→ **WHAT YOU ARE ASKED TO DO**
Could you show all lines in the entries below that contain the string "configured"?

......

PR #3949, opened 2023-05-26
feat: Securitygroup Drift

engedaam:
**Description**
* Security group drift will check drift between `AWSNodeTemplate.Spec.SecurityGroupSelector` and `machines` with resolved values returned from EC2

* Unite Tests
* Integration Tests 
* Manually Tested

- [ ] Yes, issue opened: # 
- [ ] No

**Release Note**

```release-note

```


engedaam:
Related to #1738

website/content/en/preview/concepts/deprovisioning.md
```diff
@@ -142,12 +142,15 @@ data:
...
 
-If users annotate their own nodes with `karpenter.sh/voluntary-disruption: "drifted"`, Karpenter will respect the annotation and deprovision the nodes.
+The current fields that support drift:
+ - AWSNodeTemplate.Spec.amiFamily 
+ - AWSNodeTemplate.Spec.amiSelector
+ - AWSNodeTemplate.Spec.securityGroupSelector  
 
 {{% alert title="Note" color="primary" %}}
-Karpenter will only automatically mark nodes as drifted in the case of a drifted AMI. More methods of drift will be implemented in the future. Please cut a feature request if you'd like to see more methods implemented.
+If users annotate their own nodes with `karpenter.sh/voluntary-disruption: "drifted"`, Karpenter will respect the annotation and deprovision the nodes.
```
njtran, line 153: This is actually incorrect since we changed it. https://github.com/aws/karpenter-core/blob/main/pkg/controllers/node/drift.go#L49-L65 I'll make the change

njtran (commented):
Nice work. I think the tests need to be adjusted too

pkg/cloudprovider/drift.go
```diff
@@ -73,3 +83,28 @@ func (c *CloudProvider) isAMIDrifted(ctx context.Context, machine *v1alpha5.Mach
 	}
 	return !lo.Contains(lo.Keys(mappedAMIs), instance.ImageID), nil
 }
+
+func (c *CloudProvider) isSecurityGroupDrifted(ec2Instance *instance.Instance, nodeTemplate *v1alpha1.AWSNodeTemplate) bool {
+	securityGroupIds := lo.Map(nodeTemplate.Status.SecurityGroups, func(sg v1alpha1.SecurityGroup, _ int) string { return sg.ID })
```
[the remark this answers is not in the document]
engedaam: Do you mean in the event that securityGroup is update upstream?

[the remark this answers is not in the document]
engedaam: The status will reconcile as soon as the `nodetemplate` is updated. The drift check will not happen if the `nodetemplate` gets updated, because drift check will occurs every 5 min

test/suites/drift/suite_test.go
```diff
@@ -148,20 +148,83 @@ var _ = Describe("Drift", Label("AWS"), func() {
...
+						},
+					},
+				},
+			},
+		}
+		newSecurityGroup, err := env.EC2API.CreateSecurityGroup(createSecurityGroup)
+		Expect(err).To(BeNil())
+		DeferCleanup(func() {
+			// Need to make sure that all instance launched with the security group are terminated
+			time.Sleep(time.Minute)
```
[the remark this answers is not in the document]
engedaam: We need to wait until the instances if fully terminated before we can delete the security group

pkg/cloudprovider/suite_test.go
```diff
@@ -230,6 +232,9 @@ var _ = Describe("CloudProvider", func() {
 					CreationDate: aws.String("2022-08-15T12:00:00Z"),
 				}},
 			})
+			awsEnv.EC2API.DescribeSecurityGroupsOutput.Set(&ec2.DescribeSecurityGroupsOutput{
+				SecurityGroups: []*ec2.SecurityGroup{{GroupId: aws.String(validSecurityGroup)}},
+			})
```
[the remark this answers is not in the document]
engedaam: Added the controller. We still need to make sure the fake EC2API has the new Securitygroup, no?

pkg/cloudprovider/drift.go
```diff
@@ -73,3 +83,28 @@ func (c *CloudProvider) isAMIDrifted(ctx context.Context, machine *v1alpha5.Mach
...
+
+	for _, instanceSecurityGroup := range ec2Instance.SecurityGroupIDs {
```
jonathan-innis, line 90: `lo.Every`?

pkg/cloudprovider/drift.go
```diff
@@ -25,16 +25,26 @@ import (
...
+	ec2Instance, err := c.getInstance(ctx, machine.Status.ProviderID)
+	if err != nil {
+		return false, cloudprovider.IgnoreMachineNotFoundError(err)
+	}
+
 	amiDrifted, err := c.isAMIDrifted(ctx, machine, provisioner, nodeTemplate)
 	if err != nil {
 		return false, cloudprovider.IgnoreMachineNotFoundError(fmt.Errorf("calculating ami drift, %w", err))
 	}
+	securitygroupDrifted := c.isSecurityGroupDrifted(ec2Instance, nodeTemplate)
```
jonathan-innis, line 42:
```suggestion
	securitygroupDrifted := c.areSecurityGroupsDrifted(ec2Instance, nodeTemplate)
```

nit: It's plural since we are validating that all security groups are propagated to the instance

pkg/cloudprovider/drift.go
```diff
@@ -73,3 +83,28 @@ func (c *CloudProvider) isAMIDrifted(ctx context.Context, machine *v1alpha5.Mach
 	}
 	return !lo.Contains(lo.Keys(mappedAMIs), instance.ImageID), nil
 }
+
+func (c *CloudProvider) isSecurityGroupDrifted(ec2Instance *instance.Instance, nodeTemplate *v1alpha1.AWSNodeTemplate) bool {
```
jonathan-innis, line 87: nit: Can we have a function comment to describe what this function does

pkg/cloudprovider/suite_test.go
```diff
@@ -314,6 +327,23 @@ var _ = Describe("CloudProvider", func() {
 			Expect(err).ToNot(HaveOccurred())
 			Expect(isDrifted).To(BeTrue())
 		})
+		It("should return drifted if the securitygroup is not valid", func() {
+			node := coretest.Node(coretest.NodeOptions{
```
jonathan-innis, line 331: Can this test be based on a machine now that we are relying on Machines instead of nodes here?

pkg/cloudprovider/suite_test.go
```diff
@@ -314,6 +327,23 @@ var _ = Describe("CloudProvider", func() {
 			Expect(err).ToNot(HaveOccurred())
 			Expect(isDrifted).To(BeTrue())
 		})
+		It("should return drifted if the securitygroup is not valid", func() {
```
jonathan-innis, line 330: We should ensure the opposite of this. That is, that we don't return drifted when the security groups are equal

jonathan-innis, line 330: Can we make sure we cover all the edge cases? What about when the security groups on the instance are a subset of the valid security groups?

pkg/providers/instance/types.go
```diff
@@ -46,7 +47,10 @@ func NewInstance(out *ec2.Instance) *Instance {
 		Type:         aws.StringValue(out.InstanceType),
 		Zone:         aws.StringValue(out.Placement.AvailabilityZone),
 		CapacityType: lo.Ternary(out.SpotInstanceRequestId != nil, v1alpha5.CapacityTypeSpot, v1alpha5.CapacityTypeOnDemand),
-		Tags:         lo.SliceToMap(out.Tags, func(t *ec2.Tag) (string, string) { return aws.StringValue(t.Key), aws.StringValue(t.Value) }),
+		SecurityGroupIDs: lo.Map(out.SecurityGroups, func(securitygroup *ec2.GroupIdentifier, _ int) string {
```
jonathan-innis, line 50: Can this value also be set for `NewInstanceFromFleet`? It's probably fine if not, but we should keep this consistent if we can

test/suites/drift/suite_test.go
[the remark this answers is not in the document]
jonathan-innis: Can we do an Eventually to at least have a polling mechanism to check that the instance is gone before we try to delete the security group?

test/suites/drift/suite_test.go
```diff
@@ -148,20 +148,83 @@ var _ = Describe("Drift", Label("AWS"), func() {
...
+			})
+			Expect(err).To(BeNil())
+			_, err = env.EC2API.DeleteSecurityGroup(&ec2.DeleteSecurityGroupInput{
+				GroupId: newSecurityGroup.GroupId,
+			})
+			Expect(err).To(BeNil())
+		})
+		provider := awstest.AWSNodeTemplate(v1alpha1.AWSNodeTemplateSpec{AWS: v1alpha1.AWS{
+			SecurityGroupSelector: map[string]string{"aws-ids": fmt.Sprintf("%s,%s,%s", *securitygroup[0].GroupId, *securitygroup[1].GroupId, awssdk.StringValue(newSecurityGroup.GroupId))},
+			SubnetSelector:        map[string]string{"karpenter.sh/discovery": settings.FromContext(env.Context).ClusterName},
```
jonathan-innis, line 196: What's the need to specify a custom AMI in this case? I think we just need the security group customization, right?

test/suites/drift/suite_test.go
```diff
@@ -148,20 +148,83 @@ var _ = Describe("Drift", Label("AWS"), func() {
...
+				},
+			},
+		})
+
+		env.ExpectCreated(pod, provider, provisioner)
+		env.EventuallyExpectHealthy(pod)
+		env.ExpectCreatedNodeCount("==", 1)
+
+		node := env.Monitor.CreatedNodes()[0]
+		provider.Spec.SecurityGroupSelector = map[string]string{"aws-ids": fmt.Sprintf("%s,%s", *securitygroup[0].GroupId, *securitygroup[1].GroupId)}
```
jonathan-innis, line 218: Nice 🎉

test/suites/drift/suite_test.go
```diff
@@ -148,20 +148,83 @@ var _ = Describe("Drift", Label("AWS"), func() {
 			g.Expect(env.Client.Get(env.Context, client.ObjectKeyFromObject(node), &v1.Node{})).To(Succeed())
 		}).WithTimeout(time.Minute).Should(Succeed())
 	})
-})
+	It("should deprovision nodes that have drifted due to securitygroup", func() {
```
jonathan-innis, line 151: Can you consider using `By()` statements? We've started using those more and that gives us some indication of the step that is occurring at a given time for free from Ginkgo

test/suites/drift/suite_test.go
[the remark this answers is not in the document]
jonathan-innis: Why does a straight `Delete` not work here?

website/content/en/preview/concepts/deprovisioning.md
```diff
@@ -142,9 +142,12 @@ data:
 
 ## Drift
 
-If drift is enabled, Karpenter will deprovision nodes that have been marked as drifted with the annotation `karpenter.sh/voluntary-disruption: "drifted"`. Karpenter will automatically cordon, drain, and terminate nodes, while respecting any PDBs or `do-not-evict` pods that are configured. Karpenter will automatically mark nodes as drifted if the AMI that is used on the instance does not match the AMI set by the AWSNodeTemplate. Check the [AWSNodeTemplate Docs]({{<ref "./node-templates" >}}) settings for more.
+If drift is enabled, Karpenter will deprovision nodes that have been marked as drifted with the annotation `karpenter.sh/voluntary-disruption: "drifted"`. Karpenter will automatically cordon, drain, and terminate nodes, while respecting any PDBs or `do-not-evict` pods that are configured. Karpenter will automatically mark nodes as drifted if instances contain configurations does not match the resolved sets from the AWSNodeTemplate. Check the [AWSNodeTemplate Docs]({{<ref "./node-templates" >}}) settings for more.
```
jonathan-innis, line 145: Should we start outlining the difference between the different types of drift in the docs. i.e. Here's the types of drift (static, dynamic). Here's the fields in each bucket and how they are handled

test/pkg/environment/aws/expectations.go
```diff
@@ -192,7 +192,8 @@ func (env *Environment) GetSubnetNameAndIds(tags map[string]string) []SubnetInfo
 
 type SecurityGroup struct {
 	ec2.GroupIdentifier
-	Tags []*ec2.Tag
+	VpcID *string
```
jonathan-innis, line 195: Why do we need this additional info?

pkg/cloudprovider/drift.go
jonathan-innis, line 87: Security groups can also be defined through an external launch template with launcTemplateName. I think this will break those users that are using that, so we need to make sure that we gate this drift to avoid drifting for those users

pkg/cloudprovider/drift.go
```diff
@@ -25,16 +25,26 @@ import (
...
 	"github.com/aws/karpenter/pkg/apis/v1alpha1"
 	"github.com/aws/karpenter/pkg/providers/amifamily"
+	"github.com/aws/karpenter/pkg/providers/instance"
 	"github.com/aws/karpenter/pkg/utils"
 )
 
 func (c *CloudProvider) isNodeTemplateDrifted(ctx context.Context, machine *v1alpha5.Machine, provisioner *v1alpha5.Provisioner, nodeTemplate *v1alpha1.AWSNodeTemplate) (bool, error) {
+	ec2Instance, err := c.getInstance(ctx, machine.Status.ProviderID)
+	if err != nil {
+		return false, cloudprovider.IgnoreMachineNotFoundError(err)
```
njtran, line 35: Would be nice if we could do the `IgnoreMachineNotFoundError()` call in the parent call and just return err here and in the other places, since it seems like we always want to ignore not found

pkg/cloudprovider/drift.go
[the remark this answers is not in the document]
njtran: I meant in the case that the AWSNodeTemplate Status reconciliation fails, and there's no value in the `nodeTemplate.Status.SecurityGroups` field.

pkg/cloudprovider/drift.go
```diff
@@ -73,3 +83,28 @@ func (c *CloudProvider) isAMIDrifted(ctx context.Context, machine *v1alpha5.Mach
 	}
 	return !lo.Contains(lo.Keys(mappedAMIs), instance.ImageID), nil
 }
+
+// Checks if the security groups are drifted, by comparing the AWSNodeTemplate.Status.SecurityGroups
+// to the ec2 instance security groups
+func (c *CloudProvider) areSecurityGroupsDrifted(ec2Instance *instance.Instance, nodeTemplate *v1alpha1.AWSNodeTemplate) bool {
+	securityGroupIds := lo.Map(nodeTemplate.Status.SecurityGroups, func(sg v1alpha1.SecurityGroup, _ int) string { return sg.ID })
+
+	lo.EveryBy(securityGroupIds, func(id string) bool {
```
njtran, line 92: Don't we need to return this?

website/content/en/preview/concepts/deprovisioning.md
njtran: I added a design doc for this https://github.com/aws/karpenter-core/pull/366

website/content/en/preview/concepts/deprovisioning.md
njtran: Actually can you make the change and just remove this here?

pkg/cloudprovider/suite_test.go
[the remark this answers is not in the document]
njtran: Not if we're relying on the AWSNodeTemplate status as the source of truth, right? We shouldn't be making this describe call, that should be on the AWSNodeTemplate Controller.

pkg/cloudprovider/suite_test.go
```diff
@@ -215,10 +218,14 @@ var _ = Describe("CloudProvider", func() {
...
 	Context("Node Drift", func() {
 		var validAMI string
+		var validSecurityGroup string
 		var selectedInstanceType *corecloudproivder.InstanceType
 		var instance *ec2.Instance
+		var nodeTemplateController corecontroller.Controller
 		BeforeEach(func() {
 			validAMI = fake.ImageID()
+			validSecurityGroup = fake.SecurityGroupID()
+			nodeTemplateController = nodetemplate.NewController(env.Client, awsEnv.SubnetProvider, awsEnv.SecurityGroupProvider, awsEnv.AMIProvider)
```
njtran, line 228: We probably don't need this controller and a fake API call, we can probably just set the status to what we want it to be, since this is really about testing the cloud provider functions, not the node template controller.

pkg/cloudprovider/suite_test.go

......

→ **SOLUTION TO THE PROBLEM**
-If drift is enabled, Karpenter will deprovision nodes that have been marked as drifted with the annotation `karpenter.sh/voluntary-disruption: "drifted"`. Karpenter will automatically cordon, drain, and terminate nodes, while respecting any PDBs or `do-not-evict` pods that are configured. Karpenter will automatically mark nodes as drifted if the AMI that is used on the instance does not match the AMI set by the AWSNodeTemplate. Check the [AWSNodeTemplate Docs]({{<ref "./node-templates" >}}) settings for more.
+If drift is enabled, Karpenter will deprovision nodes that have been marked as drifted with the annotation `karpenter.sh/voluntary-disruption: "drifted"`. Karpenter will automatically cordon, drain, and terminate nodes, while respecting any PDBs or `do-not-evict` pods that are configured. Karpenter will automatically mark nodes as drifted if instances contain configurations does not match the resolved sets from the AWSNodeTemplate. Check the [AWSNodeTemplate Docs]({{<ref "./node-templates" >}}) settings for more.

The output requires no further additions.